Het Nederlandse grasland blijft slinken. Volgens CBS-cijfers krimpt het areaal bij melkveebedrijven dit jaar met 2%, ondanks dat de oppervlakte per bedrijf toeneemt. Lees meer over de ontwikkeling van het grasareaal, de regionale verschillen en de gevolgen voor de melkveesector.

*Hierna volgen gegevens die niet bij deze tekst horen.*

PR #3873, opened 2019-02-11
Add additional subtask info

### LINKED ISSUE #3850: Retain node info in finished subtasks on restart
Follow-up to: #3846.

When restarting a task with the option to retain finished subtasks (RPC call `comp.task.restart_subtasks`), finished subtask results are copied over to newly created subtasks. However, the node info from the original subtask (name, id, address) is not included in the state of the new subtask. This has no impact on Golem's operation, but would be a UX improvement.

The relevant call can be found [here](https://github.com/golemfactory/golem/blob/307022ea06a34bec682c4152e0b072b6686e46ef/golem/task/taskmanager.py#L549). The default empty strings should be replaced by relevant fields from the original subtask's state (`self.tasks_states[old_task_id]...`).

pawelkisielewicz:
Resolves https://github.com/golemfactory/golem/issues/3850

### DIFF
--- a/golem/task/rpc.py
+++ b/golem/task/rpc.py
@@ -173,7 +173,8 @@ def _restart_subtasks(
         client.task_manager.copy_results(
             old_task_id=old_task_id,
             new_task_id=new_task.header.task_id,
-            subtask_ids_to_copy=subtask_ids_to_copy
+            subtask_ids_to_copy=subtask_ids_to_copy,
+            address=client.node.pub_addr,
         )
     # Function passed to twisted.threads.deferToThread can't itself
     # return a deferred, that's why I defined inner deferred function
--- a/golem/task/taskmanager.py
+++ b/golem/task/taskmanager.py
@@ -514,7 +514,8 @@ class TaskManager(TaskEventListener):
             self,
             old_task_id: str,
             new_task_id: str,
-            subtask_ids_to_copy: Iterable[str]) -> None:
+            subtask_ids_to_copy: Iterable[str],
+            address: Optional[str] = '') -> None:
 
         try:
             old_task = self.tasks[old_task_id]
@@ -540,11 +541,14 @@ class TaskManager(TaskEventListener):
             new_subtask_id = extra_data.ctd['subtask_id']
             self.subtask2task_mapping[new_subtask_id] = \
                 new_task_id
+
+            subtask_states: SubtaskState = next(iter(
+                self.tasks_states[old_task_id].subtask_states.values()))
             self.__add_subtask_to_tasks_states(
-                node_name=None,
-                node_id=None,
-                address=None,
-                price=0,
+                node_name=subtask_states.node_name,
+                node_id=subtask_states.node_id,
+                address=address,
+                price=subtask_states.price,
                 ctd=extra_data.ctd)
             new_subtasks_ids.append(new_subtask_id)
 
--- a/tests/golem/task/test_taskmanager.py
+++ b/tests/golem/task/test_taskmanager.py
@@ -1121,6 +1121,10 @@ class TestTaskManager(LogTestCase, TestDatabaseWithReactor,  # noqa # pylint: di
         self.tm.tasks['old_task_id'] = old_task
         self.tm.tasks['new_task_id'] = new_task
         self.tm.tasks_states['new_task_id'] = TaskState()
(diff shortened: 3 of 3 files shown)


tests/golem/task/test_taskmanager.py
```diff
@@ -1121,6 +1121,10 @@ def test_copy_results_subtasks_properly_generated(self):
         self.tm.tasks['old_task_id'] = old_task
         self.tm.tasks['new_task_id'] = new_task
         self.tm.tasks_states['new_task_id'] = TaskState()
+        self.tm.tasks_states['old_task_id'] = TaskState()
+        subtask_states = self.tm.tasks_states['old_task_id'].subtask_states
+        subtask_states['old_subtask_id1'] = SubtaskState()
+        subtask_states['old_subtask_id1'].node_name = 'abcabc'
```
shadeofblue, line 1127: @pawelkisielewicz could we have `'abcabc'` defined in one place instead of two?

golem/task/rpc.py
```diff
@@ -173,7 +173,8 @@ def deferred():
         client.task_manager.copy_results(
             old_task_id=old_task_id,
             new_task_id=new_task.header.task_id,
-            subtask_ids_to_copy=subtask_ids_to_copy
+            subtask_ids_to_copy=subtask_ids_to_copy,
+            address=client.node.pub_addr,
```
kmazurek, line 177: This is not the expected behaviour - the address here should not be the requestor's own address. Now that I think if it, this field should probably stay empty - the state will be updated anyway once the subtask is assigned to a provider and there's no added value in knowing the address of the provider who previously failed on the subtask.

golem/task/taskmanager.py
```diff
@@ -540,11 +541,14 @@ def copy_results(
             new_subtask_id = extra_data.ctd['subtask_id']
             self.subtask2task_mapping[new_subtask_id] = \
                 new_task_id
+
+            subtask_states: SubtaskState = next(iter(
```
kmazurek, line 545: There's a mapping between new and old subtasks available, you should use it here. please see `subtasks_to_copy` above.

kmazurek (changes requested):
#3850 was not merged into develop yet and it contains some changes to this code which might be relevant. Please update this once the merge is done.

tests/golem/task/test_taskmanager.py
pawelkisielewicz: I thought about it, but didn't want to create a new variable. Changed :+1:

golem/task/rpc.py
pawelkisielewicz: OK, removed. But please check the rest of flow in this function. `address` is used only in `self.__add_subtask_to_tasks_states` and **only in logger:**
```python
logger.debug('add_subtask_to_tasks_states(%r, %r, %r, %r)',
                     node_name, node_id, ctd, address)
```
Do we want to keep this and always log empty string? In this case I think that `address` should be simply removed.

golem/task/taskmanager.py
pawelkisielewicz: OK, I have only question about it. `subtasks_to_copy` is empty unless I pass `subtask_id` as `subtask_ids_to_copy`. And in this case subtask state if Failure. Please give me some more info how to do this. And how should it be called in test:
```python
self.tm.copy_results('old_task_id', 'new_task_id', ['some_subtask_id1 ?? '])
```
or 
```python
self.tm.copy_results('old_task_id', 'new_task_id', [])
```
as previous?

golem/task/rpc.py
kmazurek: Ok, I think that in this case it's fine to remove the `address` parameter.

golem/task/taskmanager.py
kmazurek: You can create a mapping analogous to `subtasks_to_copy` based on the `start_task` field, but for all other subtasks of the original task. Then, for each of the new subtasks created (after the call to `query_extra_data`, which assigns the value of `start_task`) you can try accessing the old subtask state. If that fails for some reason, just put in empty strings as defaults.

shadeofblue:
@zakaprov @pawelkisielewicz  do you have any idea on the status of this pull request?

kmazurek:
@shadeofblue There are still some changes left to be done in order for this to work (see the most recent comments from the discussions here).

De totale oppervlakte aan grasland in de Nederlandse melkveehouderij, neemt al negen jaar op rij af, zo valt op te maken uit cijfers van het statistiekbureau CBS. Na de afschaffing van de melkquotering bereikte de omvang van grasland op de melkveebedrijven in 2016 een piek van 740.480 hectare. Sindsdien is elk jaar wat grasland verloren gegaan.
In 2018 leverde de melkveehouderij met 2,5% de meeste hectares aan grasland in, gevolgd door 2% in 2022 en 2025. De totale oppervlakte is sinds 2016 met 72.650 hectare afgenomen, naar 667.830 hectare dit jaar.
De hoeveelheid grasland per melkkoe schommelt al 25 jaar rond de 0,4 hectare. Dit jaar komt het op 0,38 hectare, aldus het CBS. In Noord-Holland hebben de koeien de meeste ruimte. Ze beschikken daar over bijna 0,5 hectare per dier. Brabantse koeien delen een vergelijkbaar oppervlak met een stalgenoot; zij hebben elk 0,25 hectare. In Noord-Holland en Zuid-Holland hebben koeien niet alleen de grootste oppervlakte, ze lopen er ook het vaakst buiten.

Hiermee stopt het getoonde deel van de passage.